Bagna Càuda, a specialty of Italy’s Piedmont Region, combines oil with anchovies and garlic to make a hot dip for vegetables and bread. Cooked over low heat, anchovies melt into oil and garlic’s strength turns smooth and mild.
I was first introduced to Bagna Càuda by the proprietors of Genoa Restaurant in Portland, Oregon (now closed). It was love at first taste. Genoa’s Bagna Càuda was rich and luxurious, creamy and indefinably delicious. I wanted more.
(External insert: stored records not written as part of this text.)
PR #369, opened 2024-05-24
Add labels to PR sidebar.

robdimsdale:
# Summary

This PR adds support for labels in the PR sidebar, essentially identical to how they already render for issues.

I leverage PR labels a lot in my workflow, so this is helpful to quickly see which PRs have (or are missing) labels.

## How did you test this change?

Add labels to PRs - see that they render similar to labels 

## Images/Videos

Here is an example PR with a label (PR can be found [here](https://github.com/robdimsdale/gh-dash/pull/1)).

Screenshot 2024-05-24 at 11 17 19

PR #378, opened 2024-05-28
Render labels cleanly across multiple lines.

robdimsdale:
# Summary

Fixes an issue where labels did not wrap neatly when their total length was longer than one line. (see https://github.com/dlvhdr/gh-dash/pull/369#issuecomment-2132224396). The previous behavior was inconsistent - sometimes it would wrap the label color but not the label text; sometimes it would fail to render labels at all.

I also backported the same logic to the issue sidebar, as it was already present there but we just hadn't discovered it yet.

With a PR (and issue) that had multiple labels associated with them

## Images/Videos

This is the new behavior. Notice the clean wrapping across multiple lines

Screenshot 2024-05-28 at 15 00 07

## Notes

The code is fairly clunky as it is manually building the multiple rows that consist of multiple lables. I couldn't find a native way to do this in the UI library (`lipgloss`). If there's a cleaner way to achieve this outcome I would prefer that!

### DIFF
--- a/ui/common/labels.go
+++ b/ui/common/labels.go
@@ -1,0 +1,45 @@
+package common
+
+import (
+	"github.com/charmbracelet/lipgloss"
+	"github.com/dlvhdr/gh-dash/data"
+)
+
+func RenderLabels(sidebarWidth int, labels []data.Label, pillStyle lipgloss.Style) string {
+	width := sidebarWidth
+
+	renderedRows := []string{}
+
+	rowContentsWidth := 0
+	currentRowLabels := []string{}
+
+	for _, l := range labels {
+		currentLabel := pillStyle.Copy().
+			Background(lipgloss.Color("#" + l.Color)).
+			Render(l.Name)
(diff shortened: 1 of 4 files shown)


dlvhdr:
thanks @robdimsdale, that's exactly how I would have done it, not sure there's a "better" way.
I would just avoid the code duplication and extract it to a common function.

robdimsdale:
Agreed @dlvhdr. I didn't want to tackle the refactor before being sure it was worth it. Specifically, if there was a one-liner way to achieve this in `lipgloss` then refactoring into a common package wouldn't be worth it.

Omnikron13:
Can't help but imagine the idea of dealing with TTY control codes, full & half width characters, zero width characters, combining characters, breaking & non-breaking characters, etc. etc. may have been off-putting to the authors of the native code? Could spelunk it I suppose and see if they either _say_ why, or at the very least don't do things in confusing ways eh.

After I discovered Genoa’s recipe in a cookware store handout, its Bagna Càuda regularly showed up on the tables of me and my friends. Unlike the Bagna Càuda I make now, Genoa’s recipe doesn’t contain a speck of olive oil; its richness comes exclusively from butter and cream.
In the Portland years, I was young and undeterred by buckets of cream and butter. As time passed, I lost my enthusiasm for both. I used to cook with butter, using olive oil mostly for salad dressings. Now, I rarely use butter; olive oil has replaced it in my kitchens. I stopped making Bagna Càuda.
Even so, when my husband and I travelled to Italy’s Piedmont Region in 1997, I was eager to try Bagna Càuda in its homeland. We found it in a tiny lakeside restaurant in La Morra, where we were the only customers. The television was blaring, the florescent lights blazing, and our expectations for the food low.
When the Bagna Càuda arrived at our table, it was a revelation. It didn’t contain cream or butter. Instead, garlic and anchovies were melted in olive oil and served in a roasted red pepper half. Every bite was a pleasure.
As with Genoa’s Bagna Càuda so many years ago, the taste and aroma of this new-to-me version lingered in my memory. Back in Alaska, I developed a simple recipe incorporating its flavors, using only olive oil, garlic, and anchovies.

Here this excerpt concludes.